WHAT TO DO:
In this exercise, reproduce all the entries that follow exactly.

======

Issue #184, opened 2018-08-07
Help Overlay


mechmerlin:
**Some common problems observed on the configurator** 

1. People forget to choose an appropriate layout, resulting in confusion when filling up extra "spaces" in the keycap. 

2. After keymap creation, people are unsure of where to go next. Some think that the resulting .json from `Export Keymap` is the final result. 

3. Extension of point #2, users don't understand what the word compile means and proceed to press Download Firmware which can't be clicked. 

**Request**

It would be helpful to have some kind of Help Overlay which guides users to the different parts of the configurator that needs user input. 

Step 1: Choose Keyboard
Step 2: Choose Layout
Step 3: Make Keymap
Step 4: (Optional) Export Keymap
Step 5: Compile
Step 6: Download Firmware

yanfali:
https://github.com/pulsardev/vue-tour looks promising

zekth:
Having a Tour mode seems cool tho. Vue-tour has no real updates since last year, but seeing the issues it seems ok. I can try to tackle it.

PR #422, opened 2019-07-02
[WIP] add tour

zekth:
adresses : https://github.com/qmk/qmk_configurator/issues/184

### DIFF
--- a/package.json
+++ b/package.json
@@ -24,6 +24,7 @@
     "vue-js-toggle-button": "^1.3.2",
     "vue-router": "^3.0.1",
     "vue-select": "3",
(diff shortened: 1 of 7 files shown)


yanfali:
@noroadsleft all good points, and I've discussed it offline with @zekth I kind of like this one better, but it would need to be ported to vue as it depends on jquery https://github.com/heelhook/chardin.js

yanfali:
I think I may have found a slightly different solution

https://test.config.qmk.fm/#

Go into control panel, and toggle tutorial

yanfali:
Alternative approach #430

======

WRITTEN SOLUTION:
Issue #184, opened 2018-08-07
Help Overlay


mechmerlin:
**Some common problems observed on the configurator** 

1. People forget to choose an appropriate layout, resulting in confusion when filling up extra "spaces" in the keycap. 

2. After keymap creation, people are unsure of where to go next. Some think that the resulting .json from `Export Keymap` is the final result. 

3. Extension of point #2, users don't understand what the word compile means and proceed to press Download Firmware which can't be clicked. 

**Request**

It would be helpful to have some kind of Help Overlay which guides users to the different parts of the configurator that needs user input. 

Step 1: Choose Keyboard
Step 2: Choose Layout
Step 3: Make Keymap
Step 4: (Optional) Export Keymap
Step 5: Compile
Step 6: Download Firmware

yanfali:
https://github.com/pulsardev/vue-tour looks promising

zekth:
Having a Tour mode seems cool tho. Vue-tour has no real updates since last year, but seeing the issues it seems ok. I can try to tackle it.

PR #422, opened 2019-07-02
[WIP] add tour

zekth:
adresses : https://github.com/qmk/qmk_configurator/issues/184

### DIFF
--- a/package.json
+++ b/package.json
@@ -24,6 +24,7 @@
     "vue-js-toggle-button": "^1.3.2",
     "vue-router": "^3.0.1",
     "vue-select": "3",
(diff shortened: 1 of 7 files shown)


yanfali:
@noroadsleft all good points, and I've discussed it offline with @zekth I kind of like this one better, but it would need to be ported to vue as it depends on jquery https://github.com/heelhook/chardin.js

yanfali:
I think I may have found a slightly different solution

https://test.config.qmk.fm/#

Go into control panel, and toggle tutorial

yanfali:
Alternative approach #430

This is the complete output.